Ein Kaiser regiert einen Staat, der Papst ist das Oberhaupt der Kathlosischen Kirche.

Ist in etwa zu Fragen wer höher im Rang ist, der Vorsitzende vom Schachclub oder der Vorsitzende vom Debattierclub (beides Pfeifen!)

Beide waren im Mittelalter gleich vile wert, der Kaiser der Weltliche Herrscher, der Pabst der

göttliche. Der Pabst konnte ohne den militärische Schutz des Kaisers nicht überleben und der Kaiser ohen den Göttlichen Beistand des Pabstes nicht, denn wurde dieser verweigert, mussten die Untertahnen dem Kaiser nicht treu sein.

Wie auch der Gang nach Kanossa zeigt.

Erst in der Neuzeit ab Kaiser Napolen um 1800 wurde Kirche und Staat getrennt, weshalb dann der Kaiser mächtiger wurde.

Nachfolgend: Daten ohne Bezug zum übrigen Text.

PR #6996, opened 2020-05-23
Suppress UndeliverableException handling in tests (#6987)

### LINKED ISSUE #6987: 3.x: Suppress undeliverables in some tests
Some tests trigger a lot of undeliverable exceptions flooding the console output. Example:

```
at io.reactivex.rxjava3.internal.subscribers.FutureSubscriberTest
    .onErrorCancelRace(FutureSubscriberTest.java:178)

at io.reactivex.rxjava3.internal.operators.observable.ObservableWindowWithObservableTest
    .disposeMainBoundaryErrorRace(ObservableWindowWithObservableTest.java:590)
```

These are generally irrelevant from those particular tests and should be safely ignored. The difficulty is, locating these tests if the console doesn't retain too many lines.

To resolve the issue, perhaps the easiest way is to write a `TestHelper.withUndeliverableSuppressed(Action)` method and keep wrapping the problematic test bodies.

akluball:
I used a JUnit TestRule to suppress handling of UndeliverableException for test methods annotated with @SuppressUndeliverable. This approach is coarser than the suggested approach (it suppresses the handling of all UndeliverableExceptions for the entire annotated test method).
I thought this approach was clean but I can switch to the suggested approach if preferred.

I added @SuppressUndeliverable to most tests that were logging UndeliverableExceptions with the test method in the stack trace. This may be more suppression than was required so just let me know.

Fixes #6987

### DIFF
--- a/src/main/java/io/reactivex/rxjava3/plugins/RxJavaPlugins.java
+++ b/src/main/java/io/reactivex/rxjava3/plugins/RxJavaPlugins.java
@@ -32,6 +32,15 @@ import io.reactivex.rxjava3.schedulers.Schedulers;
  * Utility class to inject handlers to certain standard RxJava operations.
  */
 public final class RxJavaPlugins {
+    @NonNull
+    private static final java.util.function.Consumer<? super Throwable> defaultErrorHandler = new java.util.function.Consumer<Throwable>() {
+        @Override
+        public void accept(Throwable throwable) {
+            throwable.printStackTrace(); // NOPMD
+            uncaught(throwable);
+        }
+    };
+
     @Nullable
     static volatile Consumer<? super Throwable> errorHandler;
 
@@ -175,6 +184,15 @@ public final class RxJavaPlugins {
     @Nullable
     public static Function<? super Scheduler, ? extends Scheduler> getComputationSchedulerHandler() {
         return onComputationHandler;
+    }
+
+    /**
+     * Returns the default error handler.
+     * @return the default error handler
+     */
+    @NonNull
+    public static java.util.function.Consumer<? super Throwable> getDefaultErrorHandler() {
+        return defaultErrorHandler;
     }
 
     /**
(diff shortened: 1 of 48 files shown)


src/main/java/io/reactivex/rxjava3/plugins/RxJavaPlugins.java
```diff
@@ -32,6 +32,15 @@
  * Utility class to inject handlers to certain standard RxJava operations.
  */
 public final class RxJavaPlugins {
+    @NonNull
```
akarnokd: Please do not change RxJavaPlugins.

src/test/java/io/reactivex/rxjava3/internal/jdk8/ParallelCollectorTest.java
```diff
@@ -33,6 +33,9 @@
 
 public class ParallelCollectorTest extends RxJavaTest {
 
+    @Rule
+    public final SuppressUndeliverableRule suppressUndeliverableRule = new SuppressUndeliverableRule();
```
akarnokd: Can these rules moved into `RxJavaTest` so you don't have to add them to all test classes?

src/test/java/io/reactivex/rxjava3/testsupport/SuppressUndeliverableRule.java
```diff
@@ -0,0 +1,59 @@
...
+public class SuppressUndeliverableRule implements TestRule {
+
+    @Override
+    public Statement apply(Statement base, Description description) {
+        if (description.getAnnotation(SuppressUndeliverable.class) != null) {
+            return new Statement() {
+                @Override
+                public void evaluate() throws Throwable {
+                    try {
+                        RxJavaPlugins.setErrorHandler(new Consumer<Throwable>() {
```
akarnokd: You can now use Java 8 lambdas in tests.

akarnokd (changes requested):

akarnokd (approved):

akarnokd:
Thanks!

Das war über Jahrhunderte der Streitpunkt. Es kam auf die Persönlichkeit an, die das Amt bekleidete. Höhepunkt der Auseinandersetzung war der Investiturstreit. Aber das Wormser Konkordat konnte das Problem nicht endgültig klären. Kaiser Barbarossa sah sich dann wieder als der Ranghöhere und zwischen 1305-1430 unterstand das avignonesische Papsttum dem französischen König.